For: Me
Project Goal
This project aimed to create a conversational chatbot that answers questions about me (Paco) by leveraging a Retrieval-Augmented Generation (RAG) system. The goal was to provide accurate and context-aware responses by pulling information from a knowledge base (or ‘corpus’) of documents. This allows the chatbot to respond to a variety of queries dynamically.

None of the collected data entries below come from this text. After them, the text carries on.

PR #635, opened 2025-12-08
:seedling: Add ironic-image v33

elfosardo:
Set ironic-image v29 as Tested.
Set ironic-image image v27, v28 and v30 as EOL.

### DIFF
--- a/docs/user-guide/src/version_support.md
+++ b/docs/user-guide/src/version_support.md
@@ -75,19 +75,20 @@ maintained as supported releases.
 
 Following table summarizes Ironic-image release/test process:
 
-| Minor release | Status    | Ironic Branch      |
-| ------------- | --------- | ------------------ |
-| v32.0         | Supported | stable/2025.2      |
-| v31.0         | Supported | bugfix/31.0        |
-| v30.0         | Supported | bugfix/30.0        |
-| v29.0         | Supported | stable/2025.1      |
-| v28.0         | Supported | bugfix/28.0        |
-| v27.0         | Supported | bugfix/27.0        |
-| v26.0         | EOL       | bugfix/26.0        |
-| v25.0         | EOL       | bugfix/25.0 (EOL)  |
-| v24.1         | EOL       | stable/2024.1      |
-| v24.0         | EOL       | bugfix/24.0 (EOL)  |
-| v23.1         | EOL       | bugfix/23.1 (EOL)  |
+| Minor release | Status    | Ironic Branch       |
+| ------------- | --------- | ------------------- |
+| v33.0         | Supported | bugfix/33.0         |
+| v32.0         | Supported | stable/2025.2       |
+| v31.0         | Supported | bugfix/31.0         |
+| v30.0         | EOL       | bugfix/30.0         |
+| v29.0         | Tested    | stable/2025.1       |
+| v28.0         | EOL       | bugfix/28.0 (EOL)   |
+| v27.0         | Tested    | bugfix/27.0 (EOL)   |
+| v26.0         | EOL       | bugfix/26.0 (EOL)   |
+| v25.0         | EOL       | bugfix/25.0 (EOL)   |
+| v24.1         | EOL       | stable/2024.1 (EOL) |
+| v24.0         | EOL       | bugfix/24.0 (EOL)   |
+| v23.1         | EOL       | bugfix/23.1 (EOL)   |
 
 ## Image tags
 


docs/user-guide/src/version_support.md
```diff
@@ -77,12 +77,13 @@ Following table summarizes Ironic-image release/test process:
...
 | Minor release | Status    | Ironic Branch      |
 | ------------- | --------- | ------------------ |
+| v33.0         | Supported | bugfix/33.0        |
 | v32.0         | Supported | stable/2025.2      |
 | v31.0         | Supported | bugfix/31.0        |
 | v30.0         | Supported | bugfix/30.0        |
 | v29.0         | Supported | stable/2025.1      |
 | v28.0         | Supported | bugfix/28.0        |
-| v27.0         | Supported | bugfix/27.0        |
+| v27.0         | EOL       | bugfix/27.0        |
```
tuminoid: 27 is still "tested" in our CI, until 1.12 is cut.

elfosardo: @tuminoid I think we should set this to EOL, or introduce a different word ("tested" ?)
the ironic bugfix branch is long gone, and the latest update to ironic-image release-27 is 4 months old
it doesn't really look "supported" to me :)

tuminoid: Exactly, we use word "Tested" for this for other components. CI exists, but they're not actively maintained.

elfosardo: /facepalm right....
I changed other versions too, although I'm not sure we can really call them Tested
I would probably just put v28 and v30 as EOL or introduce an "Untested" word for those cases

docs/user-guide/src/version_support.md
```diff
@@ -77,12 +77,13 @@ Following table summarizes Ironic-image release/test process:
 
 | Minor release | Status    | Ironic Branch      |
 | ------------- | --------- | ------------------ |
+| v33.0         | Supported | bugfix/33.0        |
 | v32.0         | Supported | stable/2025.2      |
 | v31.0         | Supported | bugfix/31.0        |
-| v30.0         | Supported | bugfix/30.0        |
+| v30.0         | Tested    | bugfix/30.0        |
```
tuminoid: But now I'm confused, we're adding a Dependabot config for v28 and v30 you just moved to Tested. Dependabot = new PRs = meaning they'd be actively maintained?

tuminoid: Also to add confusion, like you mentioned is that we're not even testing some of these in metal3, because they're not tied to CAPM3 release and we don't have periodics for ironic-image... :)

elfosardo: the dependabot change precedes this change
if we can decide on how to name those branches, then maybe we can change the dependabot config as a consequence

tuminoid: So, looking at the same file in the end for testing matrix, we can see that we're not testing any even releases, so v28, v30 and v32 are not tested by CAPM3. v33 will be paired with 1.12. v27, v29, v31 are tested.

Those can be demoted to EOL, unless they're maintained by upstream, in which case we can leave them Supported and add Dependabot on them.

So this takes us to:
- v27 tested
- v28 eol
- v29 supported
- v30 eol
- v31 supported
- v32 supported
- v33 supported

and after 1.12 is cut, we can trim down to:
- v27 eol
- v28 eol
- v29 tested
- v30 eol
- v31, v32, v33 supported

Did I do mental math correctly? :)

tuminoid:
/hold
Just in case to avoid mid-pondering merging.

docs/user-guide/src/version_support.md
elfosardo: ok, that works
in ironic upstream we have support only for 31 and 33 at the moment

tuminoid: Were not using v32 either, so EOL that then too?

elfosardo: IrSO uses it

dtantsur: We keep the last 3 branches actively supported, it's 31, 32 and 33 right now. It's way too early to EOL 32.

docs/user-guide/src/version_support.md
```diff
@@ -77,12 +77,13 @@ Following table summarizes Ironic-image release/test process:
 
 | Minor release | Status    | Ironic Branch      |
 | ------------- | --------- | ------------------ |
+| v33.0         | Supported | bugfix/33.0        |
 | v32.0         | Supported | stable/2025.2      |
 | v31.0         | Supported | bugfix/31.0        |
-| v30.0         | Supported | bugfix/30.0        |
+| v30.0         | EOL       | bugfix/30.0        |
 | v29.0         | Supported | stable/2025.1      |
```
dtantsur: If 30 is EOL, 29 should at most be tested, otherwise it's a strange gap in the coverage. The policy just above literally talks about "2-3 branches", which I tend to generously interpret as "3 branches" :)

elfosardo:
@dtantsur @tuminoid  I think I'm going to change this so we take into account 1.12 already, my understanding is that it's going to be cut soon, so in the end we'll have
v27 eol
v28 eol
v29 tested
v30 eol
v31, v32, v33 supported

docs/user-guide/src/version_support.md
```diff
@@ -75,19 +75,20 @@ maintained as supported releases.
...
-| v23.1         | EOL       | bugfix/23.1 (EOL)  |
+| Minor release | Status    | Ironic Branch       |
+| ------------- | --------- | ------------------- |
+| v33.0         | Supported | bugfix/33.0         |
+| v32.0         | Supported | stable/2025.2       |
+| v31.0         | Supported | bugfix/31.0         |
+| v30.0         | EOL       | bugfix/30.0         |
+| v29.0         | Tested    | stable/2025.1       |
+| v28.0         | EOL       | bugfix/28.0 (EOL)   |
+| v27.0         | EOL       | bugfix/27.0 (EOL)   |
```
tuminoid: v27 needs to be tested until 1.12 is out.

dtantsur: Ugh, I hope we can eventually stop relying on ancient versions.

On a related note, maybe we can invent a better word than "Tested"? Tested to me implies more commitment than just "works in one specific scenario". I don't have any alternatives in mind though...

tuminoid: I just commented on the IRSO version bump PR that we should sit down and agree what to do with the IRSO/Ironic vs rest of Metal3 couplings. Which parts we can ignore and which are real. If we don't have any real dependencies, we could in tests just bump IRSO for old release branches too (when those branches actually are using IRSO, cough, and not old manifests).

tuminoid (commented):
/lgtm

You can test it right now on my homepage!
How it was built
The application uses Flask to create a REST API. When a user sends a question to the /chat
endpoint, the app first decides whether to use the ‘auto’ mode (searching all available knowledge sources) or a ‘manual’ mode (where the user pre-selects specific knowledge sources). The core of the system involves using Vertex AI’s RAG capabilities. It retrieves relevant document chunks from the selected knowledge sources, combines them to provide a rich context, and then uses a generative model (like Gemini) to formulate a response. The retrieved context is prepended to the user’s question in the final prompt, ensuring the model is well-informed. The Flask app is containerized using Docker, and is set up to run on a server environment using Gunicorn.
Technologies used
- Flask: For creating the REST API.
- Flask-CORS: To handle Cross-Origin Resource Sharing, allowing for web client communication.
- Python-dotenv: For loading environment variables.
- Vertex AI (Google Cloud): For RAG functionality and generative models.
- Gunicorn: For running the Flask app in a production environment.
- Docker: For containerizing the application.
- Google Cloud Logging: For logging application events.